Outliers are an important part of a dataset. They can hold useful information about your data.

Outliers can give helpful insights into the data you're studying, and they can have an effect on statistical results. This can potentially help you disover inconsistencies and detect any errors in your statistical processes.

So, knowing how to find outliers in a dataset will help you better understand your data.

There are a few different ways to find outliers in statistics.

This article will explain how to detect numeric outliers by calculating the interquartile range.

I give an example of a very simple dataset and how to calculate the interquartile range, so you can follow along if you want.

Let's get started!

What is an Outlier in Statistics? A Definition

In simple terms, an outlier is an extremely high or extremely low data point relative to the nearest data point and the rest of the neighboring co-existing values in a data graph or dataset you're working with.

Outliers are extreme values that stand out greatly from the overall pattern of values in a dataset or graph.

Below, on the far left of the graph, there is an outlier.

The value in the month of January is significantly less than in the other months.

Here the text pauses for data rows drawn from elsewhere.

PR #733, opened 2017-12-03
Block reserved device names on windows

Headline:
This should fix some issues windows users may experience should a reserved windows device name sneaks up


KyleSanderson:
hmmmmmmmmmmmmm... I think if there's a space given to this, all security is bypassed. Same with special characters... Why not just use QueryDosDevice and if it's mapped to /?? discard, then you know it's some legacy trash?

PR #735, opened 2017-12-14
Add forgotten `const` to parameters

Headline:
If anything here is wrong let me know

Thanks to Kruzya for bringing this up in the sm discord

### DIFF
--- a/plugins/include/usermessages.inc
+++ b/plugins/include/usermessages.inc
@@ -109,7 +109,7 @@ native UserMsg GetUserMessageId(const char[] msg);
  * @param maxlength		Maximum length of string buffer.
  * @return				True if message index is valid, false otherwise.
  */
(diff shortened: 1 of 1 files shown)


plugins/include/usermessages.inc
```diff
@@ -109,7 +109,7 @@ native UserMsg GetUserMessageId(const char[] msg);
  * @param maxlength		Maximum length of string buffer.
  * @return				True if message index is valid, false otherwise.
  */
-native bool GetUserMessageName(UserMsg msg_id, char[] msg, int maxlength);
+native bool GetUserMessageName(UserMsg msg_id, const char[] msg, int maxlength);
```
asherkin: This native is now broken, `msg` is an outparam.

Headline: ty

PR #738, opened 2017-12-19
Fix typo and update CSGOBadList

InvexByte:
`m_iCompetitiveRankType` is a new netprop which appeared a few updates ago.
It should be blocked alongside the other netprops.


shavitush:
Is it used for Wingman ranks?

InvexByte:
@shavitush Yes.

Screenshot-2021-08-24-at-3.07.05-PM

How to Identify an Outlier in a Dataset

Alright, how do you go about finding outliers?

An outlier has to satisfy either of the following two conditions:

outlier < Q1 - 1.5(IQR)
outlier > Q3 + 1.5(IQR)

The rule for a low outlier is that a data point in a dataset has to be less than Q1 - 1.5xIQR.

This means that a data point needs to fall more than 1.5 times the Interquartile range below the first quartile to be considered a low outlier.

The rule for a high outlier is that if any data point in a dataset is more than Q3 - 1.5xIQR, it's a high outlier.

More specifically, the data point needs to fall more than 1.5 times the Interquartile range above the third quartile to be considered a high outlier.

As you can see, there are certain individual values you need to calculate first in a dataset, such as the IQR. But to find the IQR, you need to find the so called first and third quartiles which are Q1 and Q3 respectively.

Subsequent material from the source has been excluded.